Hua Chongyang était assis tout au fond de la foule, laissant les mots entrer par une oreille et ressortir par l'autre, finissant rapidement un bol de wontons, puis tapotant la table :

"Aba, récupère l'argent."

Un garçon aux yeux triangulaires et au regard malicieux sauta par-dessus elle et la regarda du coin de l'œil :

« L'argent ne m'intéresse pas. Tu en veux ou pas ? »

"...Vraiment, c'est gratuit ?"

Aba a raillé : « Vraiment pas. Regarde-toi, tellement pathétique. »

« Puisque c'est le cas, » dit Hua Chongyang en se frottant le ventre et en baissant la voix, « ...donnez-moi un autre bol. »

Elle avait très faim.

Lan Wuxie vomit du sang sans cesse toute la nuit, et les médicaments qu'il buvait étaient systématiquement rejetés. Hua Chongyang n'eut d'autre choix que de le nourrir encore et encore. Près de dix braseros furent allumés sous le lit de bois, mais il restait glacé de la tête aux pieds.
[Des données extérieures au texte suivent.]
PR #1182, opened 2026-08-10
fix: validate task state transitions (block terminal escape)

ez-lbz:
### 1. Validate task state transitions before persisting status updates

**Problem:** `TaskManager.save_task_event()` (`src/a2a/server/tasks/task_manager.py`) blindly overwrote the task status with `task.status.CopyFrom(event.status)` for every `TaskStatusUpdateEvent`. A misbehaving or malicious agent could move a task that is already in a terminal state (COMPLETED/CANCELED/FAILED/REJECTED) back to SUBMITTED (or to another state), rewriting the persisted terminal outcome. `active_task.py:571` was already guarded (`if task.status.state not in TERMINAL_TASK_STATES`) and needed no change.

**Fix (src/a2a/server/tasks/task_manager.py):**
- Added `TERMINAL_TASK_STATES` and `validate_state_transition(current_state, new_state)`, which raises `InvalidAgentResponseError` when a terminal state would transition to any *different* state (including back to SUBMITTED). Re-persisting the same terminal state is tolerated for idempotency, and all forward transitions (SUBMITTED→WORKING→terminal, interrupted states, etc.) are unaffected.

Hua Chongyang crut presque qu'il allait mourir, et finit par se déshabiller, grimpa sur le lit et le serra fort dans ses bras.

Elle l'enlaça par derrière, cherchant à le réchauffer. Les mêmes larges épaules, la même taille fine, même la sensation de le serrer dans ses bras était identique. Elle le serra contre elle toute la nuit, se sentant de nouveau auprès de Zu Xian, tous deux trouvant chaleur et sécurité l'un auprès de l'autre. À l'approche de l'aube, Lan Wuxie se réchauffa enfin et cessa de cracher du sang. Le cœur de Hua Chongyang se calma enfin. Mais après avoir passé la nuit auprès de ce visage sublime, épuisé mais ayant surmonté sa peur initiale, Hua Chongyang sentit qu'il n'était plus le Zu Xian qu'il avait été.